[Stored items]
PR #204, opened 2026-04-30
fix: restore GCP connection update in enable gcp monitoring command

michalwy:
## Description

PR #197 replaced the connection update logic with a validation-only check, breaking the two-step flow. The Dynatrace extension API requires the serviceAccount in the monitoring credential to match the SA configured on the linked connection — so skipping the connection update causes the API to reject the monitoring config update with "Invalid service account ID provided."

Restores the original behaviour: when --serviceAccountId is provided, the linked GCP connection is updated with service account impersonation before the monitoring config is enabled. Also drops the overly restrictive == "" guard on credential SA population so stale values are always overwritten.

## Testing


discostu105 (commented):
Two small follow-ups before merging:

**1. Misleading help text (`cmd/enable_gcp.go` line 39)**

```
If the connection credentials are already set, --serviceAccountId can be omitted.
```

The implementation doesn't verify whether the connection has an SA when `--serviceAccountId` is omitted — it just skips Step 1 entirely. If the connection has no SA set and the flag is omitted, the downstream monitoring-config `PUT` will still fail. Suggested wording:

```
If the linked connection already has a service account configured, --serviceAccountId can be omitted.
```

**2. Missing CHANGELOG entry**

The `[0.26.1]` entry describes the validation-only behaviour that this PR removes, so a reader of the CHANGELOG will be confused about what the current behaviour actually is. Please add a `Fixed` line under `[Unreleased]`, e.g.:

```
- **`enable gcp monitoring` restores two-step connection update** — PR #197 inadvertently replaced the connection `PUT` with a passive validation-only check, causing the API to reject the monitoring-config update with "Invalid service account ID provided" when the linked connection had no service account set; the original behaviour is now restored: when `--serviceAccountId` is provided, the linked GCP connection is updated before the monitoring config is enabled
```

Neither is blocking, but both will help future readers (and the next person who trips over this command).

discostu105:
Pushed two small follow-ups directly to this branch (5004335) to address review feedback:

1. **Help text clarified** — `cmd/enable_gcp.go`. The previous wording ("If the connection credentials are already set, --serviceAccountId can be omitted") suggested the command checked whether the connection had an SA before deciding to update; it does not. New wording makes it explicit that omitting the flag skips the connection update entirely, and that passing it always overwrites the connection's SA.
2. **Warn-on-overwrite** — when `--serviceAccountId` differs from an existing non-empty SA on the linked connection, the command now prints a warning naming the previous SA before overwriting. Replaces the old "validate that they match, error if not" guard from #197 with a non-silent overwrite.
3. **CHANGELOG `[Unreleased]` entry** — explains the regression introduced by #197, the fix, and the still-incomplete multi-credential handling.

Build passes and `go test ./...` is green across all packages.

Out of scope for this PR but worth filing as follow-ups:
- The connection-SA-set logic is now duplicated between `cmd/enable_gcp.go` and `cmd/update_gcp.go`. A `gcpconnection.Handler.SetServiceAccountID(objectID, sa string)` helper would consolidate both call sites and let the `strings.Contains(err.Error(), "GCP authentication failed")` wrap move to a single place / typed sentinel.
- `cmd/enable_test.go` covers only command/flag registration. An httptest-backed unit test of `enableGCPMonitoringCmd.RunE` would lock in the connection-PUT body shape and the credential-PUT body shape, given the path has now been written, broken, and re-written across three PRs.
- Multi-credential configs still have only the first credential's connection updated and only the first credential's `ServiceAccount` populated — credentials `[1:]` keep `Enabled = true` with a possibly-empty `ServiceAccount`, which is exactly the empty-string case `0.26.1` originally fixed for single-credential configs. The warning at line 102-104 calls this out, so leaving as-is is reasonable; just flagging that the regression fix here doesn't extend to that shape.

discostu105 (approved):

*Task statement*: Could you set down each entry above word for word?

*Completed task*:
PR #204, opened 2026-04-30
fix: restore GCP connection update in enable gcp monitoring command

michalwy:
## Description

PR #197 replaced the connection update logic with a validation-only check, breaking the two-step flow. The Dynatrace extension API requires the serviceAccount in the monitoring credential to match the SA configured on the linked connection — so skipping the connection update causes the API to reject the monitoring config update with "Invalid service account ID provided."

Restores the original behaviour: when --serviceAccountId is provided, the linked GCP connection is updated with service account impersonation before the monitoring config is enabled. Also drops the overly restrictive == "" guard on credential SA population so stale values are always overwritten.

## Testing


discostu105 (commented):
Two small follow-ups before merging:

**1. Misleading help text (`cmd/enable_gcp.go` line 39)**

```
If the connection credentials are already set, --serviceAccountId can be omitted.
```

The implementation doesn't verify whether the connection has an SA when `--serviceAccountId` is omitted — it just skips Step 1 entirely. If the connection has no SA set and the flag is omitted, the downstream monitoring-config `PUT` will still fail. Suggested wording:

```
If the linked connection already has a service account configured, --serviceAccountId can be omitted.
```

**2. Missing CHANGELOG entry**

The `[0.26.1]` entry describes the validation-only behaviour that this PR removes, so a reader of the CHANGELOG will be confused about what the current behaviour actually is. Please add a `Fixed` line under `[Unreleased]`, e.g.:

```
- **`enable gcp monitoring` restores two-step connection update** — PR #197 inadvertently replaced the connection `PUT` with a passive validation-only check, causing the API to reject the monitoring-config update with "Invalid service account ID provided" when the linked connection had no service account set; the original behaviour is now restored: when `--serviceAccountId` is provided, the linked GCP connection is updated before the monitoring config is enabled
```

Neither is blocking, but both will help future readers (and the next person who trips over this command).

discostu105:
Pushed two small follow-ups directly to this branch (5004335) to address review feedback:

1. **Help text clarified** — `cmd/enable_gcp.go`. The previous wording ("If the connection credentials are already set, --serviceAccountId can be omitted") suggested the command checked whether the connection had an SA before deciding to update; it does not. New wording makes it explicit that omitting the flag skips the connection update entirely, and that passing it always overwrites the connection's SA.
2. **Warn-on-overwrite** — when `--serviceAccountId` differs from an existing non-empty SA on the linked connection, the command now prints a warning naming the previous SA before overwriting. Replaces the old "validate that they match, error if not" guard from #197 with a non-silent overwrite.
3. **CHANGELOG `[Unreleased]` entry** — explains the regression introduced by #197, the fix, and the still-incomplete multi-credential handling.

Build passes and `go test ./...` is green across all packages.

Out of scope for this PR but worth filing as follow-ups:
- The connection-SA-set logic is now duplicated between `cmd/enable_gcp.go` and `cmd/update_gcp.go`. A `gcpconnection.Handler.SetServiceAccountID(objectID, sa string)` helper would consolidate both call sites and let the `strings.Contains(err.Error(), "GCP authentication failed")` wrap move to a single place / typed sentinel.
- `cmd/enable_test.go` covers only command/flag registration. An httptest-backed unit test of `enableGCPMonitoringCmd.RunE` would lock in the connection-PUT body shape and the credential-PUT body shape, given the path has now been written, broken, and re-written across three PRs.
- Multi-credential configs still have only the first credential's connection updated and only the first credential's `ServiceAccount` populated — credentials `[1:]` keep `Enabled = true` with a possibly-empty `ServiceAccount`, which is exactly the empty-string case `0.26.1` originally fixed for single-credential configs. The warning at line 102-104 calls this out, so leaving as-is is reasonable; just flagging that the regression fix here doesn't extend to that shape.

discostu105 (approved):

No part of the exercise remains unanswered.